→ **Required work**
Transcribe every record in full, keeping it exactly the same.
Materials provided: Begin
PR #3570, opened 2021-02-23
DO NOT MERGE: Reproduce Metal backend assertion

bejado:


pixelflinger:
I think we can close this.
Materials provided: End
→ **Response box**
PR #3570, opened 2021-02-23
DO NOT MERGE: Reproduce Metal backend assertion

bejado:


pixelflinger:
I think we can close this.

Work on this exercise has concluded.